- Branch: Indie rock
- Years active: Early 2000s–late 2000s
- Location: Yorkshire (particularly Sheffield and Leeds)

= New Yorkshire =

Musical movement

New Yorkshire was a musical movement identified by UK music magazine NME in 2005, in response to the success of Yorkshire bands such as Arctic Monkeys, the Cribs, and Kaiser Chiefs at the time. The bands cited by the magazine included Sheffield guitar-based groups Milburn, Harrisons, Bromheads Jacket, and the Long Blondes, and Leeds bands the Pigeon Detectives, Your Vegas, the Research, and Black Wire. NME identified new crossover genres developing in Leeds, which it described as "disco-punk" and "dance-metal" with ¡Forward, Russia! and the Sunshine Underground as examples of this.

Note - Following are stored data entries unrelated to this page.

PR #4089, opened 2026-06-18
Feat/calls

pounceandmiss:
Introduce support for 1:1 audio calls over Jingle ([XEP-0167](https://xmpp.org/extensions/xep-0167.html)), set up with Jingle Message Initiation ([XEP-0353](https://xmpp.org/extensions/xep-0353.html)) and STUN/TURN discovery via [XEP-0215](https://xmpp.org/extensions/xep-0215.html). 
Tested on Firefox and Chromium, tested against Conversations and Dino.
Calls are initiated using the existing call button which is now enabled by default. 
Screenshot_2026-06-18_03-22-02


jcbrand:
Wow! Updates #447

pounceandmiss:
One thing I didn't add is a ringtone - not sure where/what sound to take.

jcbrand:
Thanks for your effort with this PR. I currently don't have any bandwidth to do a review, but I'll do so as soon as I can.

PR #4091, opened 2026-06-18
Clear the background class list before setting theme attributes.

kicken:
When changing the theme via the settings API, the background element did not clear out the previous theme class, resulting in theme CSS conflicts.

This change removes all `theme-` classes before applying the new theme, resolving the issue.


jcbrand:
Thanks!

Issue #326, opened 2015-03-07
XEP-0077: Ability to change XMPP account password


nodiscc:
Hello, I'd like my users to be able to change their XMPP passwords using converse.js. Is this already implemented/possible? AFAIK it depends on [XEP-0077](http://xmpp.org/extensions/xep-0077.html#usecases-changepw) which is already (partially?) implemented for in-band registration.

Any help is welcome

jcbrand:
In-band-registration is already supported, as you know, but not yet the resettting of passwords.

It's something I'd like to add but there's no timeline or deadline for it.

This feature will require some UI changes. We'll need to add a way to let users configure their accounts.
I'm not yet exactly sure what's the best way of exposing this option. I'm thinking of adding a "configure" icon next to the "close" icon (similar to the configure icon of chat rooms) which will render a configuration form where users can do things like change their passwords.

nodiscc:
XEP-0077 adds 3 available actions for the user: register, change password, and [cancel account](http://xmpp.org/extensions/xep-0077.html#usecases-cancel). I don't know if you want to add account cancellation, but even then it should fit in the main view (I'd keep account management next to roster management like this:)

![converseui](https://cloud.githubusercontent.com/assets/3950390/6545522/ccc1f26a-c58b-11e4-91c8-ddce5203c29a.png)

On clicking the gear icon, unfold this:

 ![manage](https://cloud.githubusercontent.com/assets/3950390/6545523/d03e2fc6-c58b-11e4-957f-2790c09f78f6.png)

jcbrand:
Thanks, I really like your suggestion. It's simple and logically grouped.

I think I'll go with that.

nodiscc:
I don't use the software anymore, cleaning up my issues list

licaon-kter:
Why close this if it's not fixed?

PandaScience:
Would love to see this feature as well (at least pw change). Any chance this will come in the near future?

PR #4099, opened 2026-06-27
feat: require current password when resetting password

### LINKED ISSUE #3120: Ask user to provide current password in order to reset password

lequangsang01:
## Summary

This PR addresses issue #3120 by adding a current password field to the password reset form. Currently, anyone with access to the browser can change the user's password without knowing the current one, which is a security concern.

## Changes

- Added a "Current password" input field to the password reset form
- Updated the XMPP IQ stanza to include the `<old_password>` field when submitting the password change request
- Added handling for `not-authorized` error responses (shown when the current password is incorrect)
- Updated existing tests to include the current password field
- Added a new test case for incorrect current password scenarios

## Technical Details

The form now requires three fields:
1. **Current password** (required) - authenticates the user before allowing password change
2. **New password** (required) - the new password to set
3. **Confirm new password** (required) - ensures the user typed the new password correctly

When the form is submitted, the XMPP registration query includes both the new password and the old password, allowing the server to validate the current credentials before processing the change.

## Related Issues

- Fixes #3120
- References #326

### DIFF
--- a/src/plugins/profile/templates/password-reset.js
+++ b/src/plugins/profile/templates/password-reset.js
@@ -3,12 +3,28 @@ import { html } from 'lit';
 
 export default el => {
     const i18n_submit = __('Submit');
+    const i18n_current_password = __('Current password');
     const i18n_passwords_must_match = __('The new passwords must match');
     const i18n_new_password = __('New password');
     const i18n_confirm_password = __('Confirm new password');
 
     return html`<form class="converse-form passwordreset-form" method="POST" @submit=${ev => el.onSubmit(ev)}>
         ${el.alert_message ? html`<div class="alert alert-danger" role="alert">${el.alert_message}</div>` : ''}
+
+        <div class="py-2">
+            <label for="converse_password_reset_current" class="form-label">${i18n_current_password}</label>
+            <input
+                class="form-control"
+                type="password"
+                value=""
+                name="current_password"
+                required="required"
+                id="converse_password_reset_current"
+                autocomplete="current-password"
+                minlength="8"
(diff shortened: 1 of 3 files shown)


src/plugins/profile/templates/password-reset.js
```diff
@@ -3,13 +3,29 @@ import { html } from 'lit';
...
+            <label for="converse_password_reset_current" class="form-label">${i18n_current_password}</label>
+            <input
+                class="form-control"
+                type="password"
+                value=""
+                name="current_password"
+                required="required"
+                id="converse_password_reset_current"
+                autocomplete="current-password"
+                minlength="8"
```
kaushanikoner20-hub, line 24: Should we remove `minlength="8"` from the current-password field? Existing accounts may have passwords shorter than eight characters, and client-side validation would prevent those users from changing their password even if the server accepts it.

kaushanikoner20-hub (commented):
Thanks for the implementation. I reviewed the form, the XMPP request, error handling, and test coverage. I left one question about client-side minimum-length validation for existing passwords.

jcbrand:
Thanks for taking a look at #3120. Unfortunately I can't merge this, because the approach isn't allowed by XEP-0077, and as written it wouldn't actually protect anyone. 

`<old_password/>` is not a valid element in the `jabber:iq:register` namespace

`old_password` exists in XEP-0077 only as a data form field var, registered under the `jabber:iq:register:changepassword` `FORM_TYPE` (https://xmpp.org/extensions/xep-0077.html#registrar-formtypes-changepassword)
  
So the spec's actual mechanism is a server-driven challenge (via data-form).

Other bands that fall into this genre include Stable, O Fracas, the Defunct, Dead Disco, Stoney, This Et Al, the Ivories, Monkey Swallows the Universe, Tiny Dancers, Little Man Tate, Bhuna, Solar Powered Butterflies, Reverend and the Makers, Duels, Little Ze, Letters and Colours, the Yell, Smokers Die Younger, Champion Kickboxer, and One Night Only (from Ryedale, North Yorkshire).

Various Yorkshire-based record labels have worked on DIY releases around the same time, including the Laundrette, Thee Sheffield Phonographic Corporation, and Spoonjuice Records.

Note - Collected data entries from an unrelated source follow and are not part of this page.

PR #4102, opened 2026-07-03
doap: Add status

yurtpage:
The doap.xml does not always shows a completion status of the implementation
https://xmpp.org/software/converse-js/
I checked manually dozen of XEP and it looks like all of them are completed or almost completed. So I put the completed status to all XEPs that didn't had the status.


jcbrand:
Thanks!

Issue #4110, opened 2026-07-06
Intermittently missing new message count icon


dca00:
**Describe the bug**
The new message count icon in the roster is missing intermittently. This is net new in 13.

**To Reproduce**
1. Wait to get messages
2. See only the red icon in the tab but no green icon in the roster

**Expected behavior**
There should always be the red icon in the tab and the green new message count icon in the roster, when the user is not in the chat with the originator of the new messages.

**Screenshots**

**Environment (please complete the following information):**
 - Desktop or Mobile? Desktop
 - Browser [Firefox]
 - Converse.js version [e.g. 13.1.0]

**Additional context**
It may be depending on the originating client or totally random, I haven't made an observation yet.

abhiramvsmg:
Hey, I'd like to take a shot at fixing this. I'll dig into how the tab icon and roster badge get updated for incoming messages and see where they diverge. Will update here once I have something.

abhiramvsmg:
The Problem: The tab icon and the roster badge update through different paths. The tab icon works perfectly because it listens directly to the chat's unread counter. The roster badge, however, depends on a linked contact object that loads asynchronously. If a message comes in before that contact object finishes loading, the badge update is silently skipped and never catches up.

How we fixed it: In 
model-with-contact.js , we added a call to updateContactUnreadCounter right when the contact object finishes loading in  setModelContact.
This closes the timing window: even if a message comes in early, the badge synchronizes as soon as the contact is ready.

How we tested it: Because public XMPP server registration was down, we wrote an automated integration test in  chat.js . The test intercepts the contact fetch, delays it, sets the unread count, and verifies that the unread count synchronizes to the contact badge immediately after the contact resolves.

PR #4111, opened 2026-07-08
Fix intermittent missing new message count badge (Issue #4110)

abhiramvsmg:
This fixes a timing race condition where the roster badge fails to update with new unread messages if they arrive before the linked roster contact object has finished loading asynchronously.

Changes :

Fix : Added a call to `this.updateContactUnreadCounter()` inside `setModelContact` in `src/headless/shared/model-with-contact.js` to sync the unread counter as soon as the contact resolves.

Test : Added a regression integration test in `src/headless/plugins/chat/tests/chat.js` that mock-delays the contact load, sets the unread count, and asserts that the contact's unread badge synchronizes correctly upon resolution.

Changelog : Added an entry for Issue #4110 in `CHANGES.md`.

### DIFF
--- a/src/headless/shared/model-with-contact.js
+++ b/src/headless/shared/model-with-contact.js
@@ -67,6 +67,7 @@ export default function ModelWithContact(BaseModel) {
 
             if (contact) {
                 this.contact = contact;
+                this.updateContactUnreadCounter();
                 this.set('nickname', contact.get('nickname'));
 
                 this.listenTo(this.contact, 'vcard:add', (changed) => {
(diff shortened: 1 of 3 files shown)


src/headless/shared/model-with-contact.js
```diff
@@ -67,6 +67,7 @@ export default function ModelWithContact(BaseModel) {
 
             if (contact) {
                 this.contact = contact;
+                this.updateContactUnreadCounter();
```
jcbrand, line 70: Further down in this `if` statement the `contact:add` event is triggered and the `ModelWithContact` model already listens for that event and then calls `updateContactUnreadCounter()`.

So this change here look unnecessary.

Also, the test passes without this fix.

jcbrand (changes requested):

The Leeds label Dance to the Radio was formed by ¡Forward, Russia!, and its February 2006 release, What We All Want, showcased a number of New Yorkshire bands, including the Playmates, the Lodger, Bam Bam Francs and Voltage Union.

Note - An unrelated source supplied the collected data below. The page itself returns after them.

Issue #1002, opened 2023-05-19
Data Collection for Sybil Analysis


laurenluz:
After each round of QF, we will need to collect the donation data, make a table/spreadsheet/dashboard for it, and then analyze it to remove possible sybil attacks.

I hope @mohammadranjbarz can help me to set everything up in the backend for QF so that this data is easy to grab & organize.

This, for example, is the data set that QF round organizers get from gitcoin in the beta round:
![image.png](https://images.zenhubusercontent.com/5fdfac16a58523a866ddb68d/c26c5bec-fd4f-4e70-a5c4-8076053b40aa)

Info we need:
- donor address
- "to" project id
- amount sent
- timestamp
- which chain
- passport score
- passport score threshold 

We might need more information for this, but I'll leave a comment in this issue once I figure it out. Also open to suggestions on things I missed. cc @moenick @griffgreen

@mohammadranjbarz - can you keep this in mind and keep an eye on this issue?

FYI @aminlatifi @MohammadPCh

MoeNick:
Do you prefer to have this feature in AdminJs? there's a csv export feature there. 
OR
we may add an endpoint like GIVbacks and set kinda OPS for each round. 
@laurenluz

laurenluz:
ahh man @MoeNick I don't understand the options you're proposing really. maybe you can explain it to me?

From my last meeting with Trustalabs "with whom, we are thinking about doing the sybil analysis work", they said... all they will need is a simple list of address that donated during the QF round.

I still need to talk with them more to get clarification and finalize that that is true.

MoeNick:
yeah if we know the manual operation process you and they may want to do, we may get more clear, I'd better not propose things actually. If you only need the data, it's fine. we can have it whenever you want, but if you need a feature, we have to make it clear. 

So this issue tmk is just a query.

laurenluz:
Hey @MoeNick @mohammadranjbarz @CarlosQ96 

yesterday I spoke w/ the crew at Trustalabs, and this is the information they will need from us to do the analysis... For all donations in our QF round to QF-eligible projects, we'll need:
- Donor Wallet address
- USD value of donation
- project they donated to - (I think link + wallet address + chain)
- Transaction hash

Will we need to set up anything special to get this info? or can we just get it from querying our database?

CarlosQ96:
[...]

PR #1076, opened 2023-07-26
Remake exporting to csv filters fetch

CarlosQ96:
Related to: https://github.com/Giveth/impact-graph/issues/1002
But also a bug fix, after updating adminjs, all routes changed and express middlewares were no longer accesible.
Removed Redis and instead used the rawHeaders attributes directly to fetch filter params, could not find another way with adminbro objects.


CarlosQ96:
Export example with fake data, including the userscore and qfroundId, fromwalletaddress,projectId, toWalletaddress, network id and transaction hash are all included like before.
image

mohammadranjbarz (approved):
Thanks @CarlosQ96 
LGTM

The movement was in its prime between 2005 and 2008, where a number of the artists reached national recognition and were successful in the UK charts. However, many disbanded in the following years as they failed to achieve the long-term success seen by some of the more notable acts, with few bands from the region appearing in record charts in the late 2000s and early 2010s.

==Response==
In the late 2000s, some Yorkshire bands showed their distaste for the cleanly produced style of New Yorkshire but instead incorporating elements of grunge. The forefront groups in this grunge revival movement were Leeds bands Dinosaur Pile-Up, Pulled Apart by Horses, Old Romantic Killer Band and Wonderswan, as well as nearby groups Above Them and the Tempus.